Filed under Combinatorics, Number theory

## Ring of integers of cyclotomic field

Let $\zeta=\zeta_n=e^\frac{2\pi i}{n}$ be a primitive $n$-th root of unity, and let $K=\mathbb Q(\zeta)$. I am going to outline a proof that $\mathcal O_K=\mathbb Z[\zeta]$, based on several homework problems from one of my recent courses. There are probably many other proofs of this, but I particularly like this one because it’s easy to follow, touches on a wide range of topics, and I worked hard through it!

First, let $n=p^m$ be a prime power. The minimal polynomial of $\zeta$ is the $n$-th cyclotomic polynomial

$\displaystyle\Phi_n(X)=\Phi_{p^m}(X)=\sum_{j=0}^{p-1}X^{jp^{m-1}}$.

Let $f(X)=\Phi_n(X+1)$.

Exercise 1. Following the above notation, show that $f$ satisfies the conditions of Eisenstein’s criterion for the prime $p$.

Consider the discriminant $\Delta(f)=\Delta(R)$, where $R=\mathbb Z[\zeta-1]$. If $q$ is a prime factor of $\Delta(f)$, then $f$ must have a multiple root modulo $q$. Hence $X^{p^m}-1$ will also have a multiple root modulo $q$. But $\gcd(X^{p^{m}}-1, p^{m}X^{p^{m}-1})=1$ in $\mathbb Z/q\mathbb Z$ unless $q=p$. Thus $\Delta(f)=\Delta(R)=[\mathcal O_K:R]^2\Delta(\mathcal O_K)$ is a power of $p$. In particular, $[\mathcal O_K:R]$ is a power of $p$.
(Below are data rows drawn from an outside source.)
PR #1081, opened 2026-05-09
fix(desktop): allow about:blank popup for PDF export fallback

hitken:
## Problem

The PDF export fallback path uses `window.open(''_blank')` to open a blank window that is then navigated to a Blob URL. However, Electron's `setWindowOpenHandler` in `isAllowedChildWindowUrl` only allowed `blob:` and `od:` protocols, so the `about:blank` URL was silently denied.

This caused `window.open` to return `null`, triggering a "Popup blocked" alert for the user.

## Fix

Add `about:blank` to the allowed child window URL whitelist in `isAllowedChildWindowUrl`. The window is immediately navigated to a Blob URL after opening, so allowing `about:blank` is safe and scoped to the PDF export fallback flow.

## Affected File

- `apps/desktop/src/main/runtime.ts`

### DIFF
--- a/apps/desktop/src/main/runtime.ts
+++ b/apps/desktop/src/main/runtime.ts
@@ -228,7 +228,15 @@ export function isAllowedChildWindowUrl(url: string): boolean {
     // its links resolve to `http://127.0.0.1:.../...`, which is gated
     // by the separate `isHttpUrl` branch and continues to open in the
     // user's external browser via `shell.openExternal`.
-    return parsed.protocol === "blob:" || parsed.protocol === "od:";
+    // `about:blank` is used by the renderer's PDF export fallback path:
+    // `window.open('', '_blank')` opens a blank window that is then
+    // navigated to a Blob URL. Without this, the empty URL is denied
+    // and the user sees a "Popup blocked" alert.
+    return (
+      parsed.protocol === "blob:" ||
+      parsed.protocol === "od:" ||
+      (parsed.protocol === "about:" && parsed.pathname === "blank")
+    );
   } catch {
     return false;
   }


apps/desktop/src/main/runtime.ts
```diff
@@ -228,7 +228,15 @@ export function isAllowedChildWindowUrl(url: string): boolean {
...
     // user's external browser via `shell.openExternal`.
-    return parsed.protocol === "blob:" || parsed.protocol === "od:";
+    // `about:blank` is used by the renderer's PDF export fallback path:
+    // `window.open('', '_blank')` opens a blank window that is then
+    // navigated to a Blob URL. Without this, the empty URL is denied
+    // and the user sees a "Popup blocked" alert.
+    return (
+      parsed.protocol === "blob:" ||
+      parsed.protocol === "od:" ||
+      (parsed.protocol === "about:" && parsed.pathname === "blank")
```
mrcfps, line 238: `isAllowedChildWindowUrl` is exported specifically for the packaged allowlist regression tests, but this PR only changes the allowlist implementation and does not add a matching assertion in `apps/packaged/tests/desktop-url-allowlist.test.ts`. Because `setWindowOpenHandler` is part of the child-window security boundary, leaving the new `about:blank` branch untested makes it easy for a later cleanup to silently re-break the PDF export fallback. Please add a regression case here for `isAllowedChildWindowUrl('about:blank')` (and ideally keep a nearby negative case like `about:srcdoc` returning false) so this behavior is pinned the same way the existing `od:` and `blob:` entries are.

mrcfps (commented):
Thanks for the fix here — allowing `about:blank` in the desktop allowlist matches the renderer fallback and resolves the popup-blocked path. I found one follow-up that would make this regression much harder to reintroduce.


apps/desktop/src/main/runtime.ts
lefarcen, line 238: **P2 — Security boundary:** Allowing `about:blank` here permits any renderer code to open blank windows, not just the PDF fallback. After the initial `window.open`, the renderer can navigate the child window to any URL without re-checking the allowlist. Consider either:
1. Keeping the initial URL as the Blob URL (avoid two-step blank→navigate), OR
2. Adding child-window navigation enforcement for `about:blank` windows

lefarcen (commented):
Hi @hitken! Thanks for tackling the desktop PDF export popup issue.

I verified the renderer code path and the fix does address the immediate `window.open('', '_blank')` failure, but there's a **security boundary concern** worth discussing before merge:

**P2 — Allowlist scope**

The `setWindowOpenHandler` allowlist now permits any renderer code to open `about:blank` windows, not just the PDF fallback. After `setWindowOpenHandler` returns `{ action: "allow" }`, the renderer receives a child `BrowserWindow` reference and can navigate it to *any* URL without passing through `isAllowedChildWindowUrl` again.

The PDF path does `window.open('', '_blank')` → `win.location.href = blobUrl`, which is the intended use, but a compromised or future renderer path could now open `about:blank` and navigate to a URL that never passed the initial allowlist.

Two options to tighten this:
1. Keep the initial URL as the Blob URL (avoid the two-step `about:blank` → navigate pattern), OR
2. Add child-window navigation enforcement so `about:blank` windows can only navigate to `blob:` URLs

**P3 — Test coverage**

The existing allowlist test suite (`apps/packaged/tests/desktop-url-allowlist.test.ts`) wasn't updated. Consider adding test cases for:
- `about:blank` (allowed)
- `about:srcdoc` (rejected)
- `about:blank/` (behavior?)
- `about:blank?x=1` (behavior?)

This pins the intended scope and catches regressions.

---

**Overall:** The fix works for the immediate PDF export failure. The P2 is about whether we want the allowlist to be scoped to specific renderer flows or permit any `about:blank` window. If the current approach is acceptable for your security model, the P3 test coverage would still be valuable. Let me know your thoughts!

mrcfps (approved):

lefarcen:
Merged! 🎉 Thanks @hitken for the contribution to open-design. Looking forward to the next one!

leilei926524-tech:
Hi @hitken — welcome to Open Design contributors. 🎉

Your first merged PR (#1081) just landed — that puts you in a small group of people who've actually shipped code into OD. We have a Discord **#contributors** channel where the rest of the crew hangs out, and we'd love for you to drop in:

Why it's worth joining:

Exercise 2. Suppose that $f\in\mathbb Z[X]$ satisfies the conditions of Eisenstein’s criterion for a prime number $p$. Let $\alpha$ be a root of $f$ and let $R=\mathbb Z[\alpha]$. Prove that there is exactly one prime ideal $P\subseteq R$ that contains $p$, and that the local ring $R_P$ is a DVR with uniformiser $\alpha$.

Now if $Q\subseteq R$ is another prime ideal, then $p\not\in Q$. So $[\mathcal O_K:R]\not\in Q$.
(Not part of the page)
PR #1085, opened 2026-05-09
feat(daemon): Critique Theater Phase 6.2 (artifact extraction + endpoint)

Nagendhra-web:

Exercise 3. Let $K$ be a number field and $R\subseteq\mathcal O_K$ a subring of finite index $d$. If $Q\subseteq R$ is a prime ideal not containing $d$, show that $R_Q$ is a DVR.

I’ll include this solution because I love it!

Solution. Let $D=\mathcal O_K$. By going up, there is a prime ideal $\tilde Q\subseteq D$ with $\tilde Q\cap R=Q$. We’ll show that $D_{\tilde Q}=R_Q$, so the result will follow.

Let $a/b\in R_Q$, so that $a\in R$, $b\in R\setminus Q$. If $b\in \tilde Q$, then $b\in R\cap \tilde Q=Q$, a contradiction. Hence $b\not\in\tilde Q$, i.e. $a/b\in D_{\tilde Q}$. Thus $R_Q\subseteq D_{\tilde Q}$.

Now let $a/b\in D_{\tilde Q}$, so that $a\in D$, $b\in D\setminus\tilde Q$. Then $da\in R$, $db\in R$, and $a/b=(da)/(db)$. Note that $b\not\in\tilde Q\supseteq Q$, and $d\not\in Q$ by assumption. So $db\not\in Q$ since $Q$ is a prime ideal. Thus $a/b=(da)/(db)\in R_Q$, i.e. $D_{\tilde Q}=R_Q$. $\square$

So $R$ localised at any prime ideal is a DVR, implying that $R=\mathbb Z[\zeta]$ is a Dedekind domain. Thus $R=\mathcal O_K$. This completes the proof for the prime power case.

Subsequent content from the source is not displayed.